Since I know Chrome well I can use it as an example assessment. The first
thing he mentions is xinput1_3.dll, and he correctly notes that this is used
only when a gamepad is connected. What he doesn't mention is it's used only on
Windows XP, which has no ASLR support. Since DEP is essentially worthless
without ASLR, this file doesn't really have any negative security impact. Of
course, it would be best if this DLL simply had ASLR+DEP enabled, but
unfortunately it's part of Microsoft's DX library and MS doesn't see the point
in changing it (for the reasons I've described).

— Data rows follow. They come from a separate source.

PR #26331, opened 2025-07-02
fix(bitstamp): ws orders parsing

### LINKED ISSUE #26298: Bitstamp: order updates are not handled and normalised correctly
### Operating System

_No response_

### Programming Languages

_No response_

### CCXT Version

4.4.91

### Description

I created a limit order and listening on watch_orders() separately. However, none of the fields `filled, remaining, status` ever being populated irrespective if order is opened, filled or cancelled. I have attached the 'order' response received when order was indeed opened.

### Code

```
orders = await exchange.watch_orders(symbol)
print(orders)

gives - 

  [{'amount': 15.0,
  'average': None,
  'clientOrderId': None,
  'cost': None,
  'datetime': '2025-06-25T09:24:34.000Z',
  'fee': None,
  'fees': [],
  'filled': None,
  'id': '1892386814689280',
  'info': {'amount': 15,
           'amount_at_create': '15.00000',
           'amount_str': '15.00000',
           'amount_traded': '0',
           'datetime': '1750843474',
           'id': 1892386814689280,
           'id_str': '1892386814689280',
           'is_liquidation': False,
           'microtimestamp': '1750843474337000',
           'order_subtype': 0,
           'order_type': 1,
           'price': 0.9,
           'price_str': '0.90000',
           'trade_account_id': 45645645},
  'lastTradeTimestamp': None,
  'lastUpdateTimestamp': None,
  'postOnly': None,
  'price': 0.9,
  'reduceOnly': None,
  'remaining': None,
  'side': 'sell',
  'status': None,
  'stopLossPrice': None,
  'stopPrice': None,
  'symbol': 'USDC/EUR',
  'takeProfitPrice': None,
  'timeInForce': None,
  'timestamp': 1750843474000,
  'trades': [],
  'triggerPrice': None,
  'type': None}]

```

ttodua:
fix #26298

### DIFF
--- a/ts/src/pro/bitstamp.ts
+++ b/ts/src/pro/bitstamp.ts
@@ -382,10 +382,10 @@ export default class bitstamp extends bitstampRest {
         const filled = this.safeString (order, 'amount_traded');
         const event = this.safeString (order, 'event');
         let status = undefined;
-        if (event === 'order_deleted') {
-            status = 'canceled';
-        } else if (Precise.stringEq (filled, amount)) {
+        if (Precise.stringEq (filled, amount)) {
             status = 'closed';
+        } else if (event === 'order_deleted') {
+            status = 'canceled';
         }
         const timestamp = this.safeTimestamp (order, 'datetime');
         market = this.safeMarket (undefined, market);
--- a/ts/src/pro/bitstamp.ts
+++ b/ts/src/pro/bitstamp.ts
@@ -6,6 +6,7 @@ import { ArgumentsRequired, AuthenticationError } from '../base/errors.js';
 import { ArrayCache, ArrayCacheBySymbolById } from '../base/ws/Cache.js';
 import type { Int, Str, OrderBook, Order, Trade, Dict } from '../base/types.js';
 import Client from '../base/ws/Client.js';
+import { Precise } from '../base/Precise.js';
 
 //  ---------------------------------------------------------------------------
 
@@ -318,6 +319,7 @@ export default class bitstamp extends bitstampRest {
         //        "price_str":"1000.00"
         //     },
         //     "channel":"private-my_orders_ltcusd-4848701",
+        //     "event": "order_deleted" // field only present for cancelOrder
         // }
         //
         const channel = this.safeString (message, 'channel');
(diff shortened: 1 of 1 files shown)


ts/src/pro/bitstamp.ts
```diff
@@ -330,30 +332,61 @@ export default class bitstamp extends bitstampRest {
...
+        }
         const price = this.safeString (order, 'price_str');
         const amount = this.safeString (order, 'amount_str');
-        const side = (orderType === '1') ? 'sell' : 'buy';
+        const filled = this.safeString (order, 'amount_traded');
+        const event = this.safeString (order, 'event');
+        let status = undefined;
+        if (event === 'order_deleted') {
+            status = 'canceled';
+        } else if (Precise.stringEq (filled, amount)) {
```
carlosmiei: @ttodua can't the filled be slightly smaller because of fees and stuff like that? can't we infer this using a different field?

ttodua: i tested and got same numbers in amount & filled, commissions does not matter here, seems exchange might be taking the commission from USDT (quote). i was unable to infer 'closed' otherwise. we can remove that if you think so

ttodua: anyway let me recheck

carlosmiei: @ttodua  
image


We're not supporting it yet (createMarketBuyWithCost) but the exchange supports it, in that case you provide the `cost` and not the amount, so not sure if amount/filled are going to be the same in those cases

btw can you add support for it since you're already touching this exchange?

https://docs.bitvavo.com/docs/rest-api/create-order/

ttodua: I restested with many different variations and there is not clear indication of the status, and we can only derive status this way. we can remove that, but maybe it would help users to have this. idk as you decide

ttodua: > @ttodua image

maybe you mistakenly took that exchange? we are now editing bitstamp, and your referred one is bitvavo. can you recheck?

carlosmiei: @ttodua arghhh sorry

As for the oddly named installer files, they look like differential updaters,
which are temporary files created during an update. They don't handle any
malicious data because all of the data is embedded in the executable file and
the whole binary's signature is verified before it's run. I'm not sure if
there's something preventing ASLR+DEP on these files. I'd have to check with
the Omaha project <http://code.google.com/p/omaha/> to verify, since they're a
separate project and I just don't know it as well as Chrome.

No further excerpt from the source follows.